Several recent discoveries about the physical structure of the motor informed Mattingly and Tu’s theory. First, the ring of proteins in the flagellar motor, known as the C-ring, acts as one big central gear, with each protein acting as one tooth of the gear. Second, the stators aren’t just a general power source; they also function as smaller gears. These stators always rotate clockwise and make contact with the teeth of the large gear. How these teeth touch the stators determines which way they try to get the motor to turn.

The teeth of the large gear can change position to touch the small gears — the stators — on the stators’ outer edge or their inner edge. When the teeth touch the outer edge, the stators push the large gear clockwise; when they touch the inner edge, the stators push them counterclockwise. As a result, even though the small gears always rotate clockwise, the flagellum can rotate either way.

However, conflicts can arise when different teeth adopt different conformations. Some may contact their stators on the outside and favor a clockwise direction, while others contact their stators on the inside and try to turn the other way. According to the new model, this is where the tug-of-war emerges.

“Imagine all the teeth are in the same outer conformation. Then one of them flips,” says Mattingly. “As the gear turns, that lone dissenter eventually comes in contact with a stator that now pushes it in the opposite direction from all the others. Because the teeth are mechanically linked, that one tooth is feeling five active gears pushing one way and one pushing the other. Since it’s out of sync with the rest, the torque on it is much larger. It’s like a mechanical tug-of-war. If the mechanical force on it is too strong, it flips to join the majority.

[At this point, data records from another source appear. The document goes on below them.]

Issue #4597, opened 2022-11-23
Remove unlock feature from wallet


ManuGowda:
### Expected behavior

Remove the ability to unlock from wallet. Refer the design and update the table accordingly https://www.figma.com/file/KcrDpvWEKQhdGwNd4CZ5NY/Desktop-Prototype?node-id=38%3A13142&t=prTQCIyJ1X49773R-4

Unlock should only exists under pos domain
### Actual behavior

<img width="1658" alt="Screenshot 2022-11-23 at 12 38 03 PM" src="https://user-images.githubusercontent.com/6449871/203489388-6d5b84fa-974a-4b4c-841b-a9c6807f4d4a.png">

### Steps to reproduce

- Navigate to Wallets tab
- Click on `all tokens`

### Which version(s) does this affect? (Environment, OS, etc...)
v3

PR #4711, opened 2023-01-11
Retain form values and fix unlock feature bug

### LINKED ISSUE #4699: Form input values are not retained while navigating back
### Expected behavior

All types of transaction should hold the input values when a user navigates `back` and `continue` during transaction submission.

### Actual behavior

Input values are cleared while navigates `back` and `continue` during transaction submission.

### Steps to reproduce

- Try to send token transfer/multisignature registration  and navigate back after transaction summary

3.0.0

ManuGowda:
### What was the problem?

This PR resolves #4699, #4597  

### How was it solved?

- Retain form values when navigated back to previous step

### How was it tested?

- Updated tests
- Tested manually

### DIFF
--- a/src/modules/pos/validator/components/SentStakes/SentStakes.js
+++ b/src/modules/pos/validator/components/SentStakes/SentStakes.js
@@ -5,7 +5,7 @@ import DialogLink from 'src/theme/dialog/link';
 import Box from 'src/theme/box';
 import { PrimaryButton } from 'src/theme/buttons';
 import BoxContent from 'src/theme/box/content';
-import Table from 'src/theme/table';
+import { QueryTable } from 'src/theme/QueryTable';
 import BoxHeader from 'src/theme/box/header';
 import { selectSearchParamValue } from 'src/utils/searchParams';
 import { useCurrentAccount } from '@account/hooks';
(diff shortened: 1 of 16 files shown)


src/modules/pos/validator/components/SentStakes/SentStakes.js
```diff
@@ -60,10 +60,10 @@ const SentStakes = ({ history }) => {
         </Heading>
       </BoxHeader>
       <BoxContent>
-        <QueryTable
+        <Table
```
soroushm: whats the reason to change query table to the table ?

ManuGowda: At max one can have 10 stakes, not beyond that, so we just need table for this scenario.

oskarleonard: I guess it is the loadmore button you want to fix with this? 
The root cause of that is that `useSentStakes` uses `useCustomInfiniteQuery` instead of `useCustomQuery`, i have a refactored that in my branch.

oskarleonard (dismissed):

oskarleonard (dismissed):

eniolam1000752 (dismissed):

src/modules/pos/validator/components/SentStakes/SentStakes.js
soroushm: please revert the changes, the hook should useCustomQuery its alrady taking care by oscar, if that one is changed the update button will removed at the same queryTable lets app stay consistent

soroushm (approved):

oskarleonard (approved):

But if enough teeth dissent, then the entire motor changes direction.”

The team calls this process “global mechanical coupling.” The name is meant to underscore that the forces driving each tooth to turn one way or the other aren’t determined solely by the teeth’s interactions with their neighbors; rather, all teeth touching stators will impact one another across the motor in a collective process.

Global mechanical coupling can also produce the peak in the distribution seen in the earlier experiments. Since the stators are active players in the direction switching, not just general power sources for rotation, they inject energy into the system and drive it out of equilibrium.

“Global mechanical coupling explains what the earlier, purely equilibrium theory couldn’t, that switching is energy-driven, directional and cooperative,” says Tu.

Unraveling Mysteries in the Flagella and Beyond

With a new model in place, the team hopes it will inform our understanding of other nonequilibrium systems in living organisms.

“Our results make sense to me because I believe living systems always operate out of equilibrium,” says Tu. “They dissipate energy, and that energy is essential for biological function. This is a beautiful example of that principle.”

The researchers will continue to refine their model to integrate more experimental data. For example, their model predicts a peak in the distribution of counterclockwise durations, but on a shorter timescale than in experiments.

Understanding the flagella can also influence how scientists understand more complex systems.

“It’s so well studied that it becomes a perfect system to test ideas — and what we learn here often helps us think about more complex biology,” says Mattingly.

Tu adds that the new research is also exciting for the field of bacterial chemotaxis. “Every so often people say, ‘This is a dead field.’ Every time that turns out to be wrong. There’s always another layer.”

Reference: “Mechanical origin for non-equilibrium ultrasensitivity in the bacterial flagellar motor” by Henry H. Mattingly, and Yuhai Tu, 7 January 2026, Nature Physics.